# Discontinued materials continued



## thompenshop (Mar 24, 2008)

I guess that one can only post three jpegs at time to the discussion board. I have a few more jpegs of discontinued materials that I am looking for. Any help would be appreciated.

Chris Thompson
http://thompsonpens.com


----------



## Texatdurango (Mar 24, 2008)

Chris I think it has more to do with the size of the photos as I have posted over half a dozen photos in a post.  Check the error message you get and make sure it's not because of the size of the individual photo.

While I have your attention, did you make the dark cap above with the two accent bands?

I ordered some sterling silver tubes and plan on "shrink fitting" some bands into some of my caps and wondered if you used the same process.

George


----------



## thompenshop (Mar 24, 2008)

George, I did not turn this cap but I have made several just like this one for the replica Parker Centennials that I turn.
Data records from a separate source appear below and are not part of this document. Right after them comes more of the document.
PR #821, opened 2016-07-22
MERC-930 update gift certificate img

sherrybc:
temporary fix for enlarged gift certificate image in IE10, 11, and firefox 41

@mcampa @bc-ong @bc-miko-ademagic

### DIFF
--- a/templates/components/cart/content.html
+++ b/templates/components/cart/content.html
@@ -12,7 +12,7 @@
             <tr class="cart-item" data-item-row>
                 <td class="cart-item-block cart-item-figure">
                     {{#if type '==' 'GiftCertificate'}}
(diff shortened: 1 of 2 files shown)


bc-ong:
:+1:

templates/components/cart/content.html
```diff
@@ -133,7 +133,6 @@ <h4 class="cart-item-name"><a href="{{url}}">{{name}}</a></h4>
                                 <svg><use xlink:href="#icon-close"></use></svg>
                             </a>
                         {{/if}}
-                        <span class="cart-remove cart-remove--spacer"></span>
```
sherrybc: not sure why that is there but it creates an extra space which misaligns with the other items

PR #833, opened 2016-08-11
MERC-999 update feature product style

sherrybc:
`column-count` breaks layout to top to bottom arrangement rather than left to right; use pattern-lab columns 

@bc-ong

### DIFF
--- a/assets/scss/layouts/products/_productGrid.scss
+++ b/assets/scss/layouts/products/_productGrid.scss
@@ -143,7 +143,12 @@
 
     .csscolumns & {
         @include breakpoint("medium") {
-            column-count: 3;
+            @include grid-column(12);
+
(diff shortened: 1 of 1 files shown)


assets/scss/layouts/products/_productGrid.scss
```diff
@@ -143,7 +143,13 @@
 
     .csscolumns & {
         @include breakpoint("medium") {
-            column-count: 3;
+            @include grid-column(12);
+        }
+
+        .product {
```
bc-ong: Would it make sense to include this in the breakpoint block started online 145?

sherrybc:
@bc-ong one more go 💃

bc-ong:
:+1:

Most of the pens I turn now, I make the cap bands. I do not shrink bands on to caps. I use two methods. The one most offen used is to cut a groove on the cap where the band is going to go, approximately 0.0070 deep. I use 14kt.gold banding material purchased in band form from www.riogrande.com. That material is approximately 0.0120 thick. After cutting the band groove, I use my caliper to measure the bottom of the groove, that measurement X 3.145 ='s the diameter of the cap at the bottom of the groove. Once I have that length, I cut a piece of banding gold, solder it together, clean it up and lay it aside. I then turn a radius from the side of the cap closest to the end of the cap (normally the length of that radius is approximately 1/8 inch). I then reduce the side of the groove closest to the cap end by approximately 0.0020. That makes the sides of the groove uneven but not enought to be detected by the human eye, but it reduces that side enough to let the band be swedged onto the cap without cracking the cap. Once the cap is in place in the groove, it is glued in place with a small amount of CA glue. Then I chuck the cap up in my lathe and turn the band down to approximately 0.0050 above the surface of the cap. I sand it then with 600 grit wet sandpaper, then again with 1500 grit wet paper. The I move to the buffer and polish with to or three grits of polishing compound. Be careful not to get it too hot with sanding or polishing. 

It takes practise, but once you experiment for a few pens it becomes very easy to do. The second way is about as easy but requires a splice of the cap under the band.

I have been very successful using both of these methods. I know there are others who use different methods, but I am happy with the results I have been able to obtain.

I hope this helps
Chris Thompson


----------



## karlkuehn (Mar 24, 2008)

Chris, let me know if you have trouble finding the purple stuff on the first pen above. If you need more of that, I can make it if need be.


----------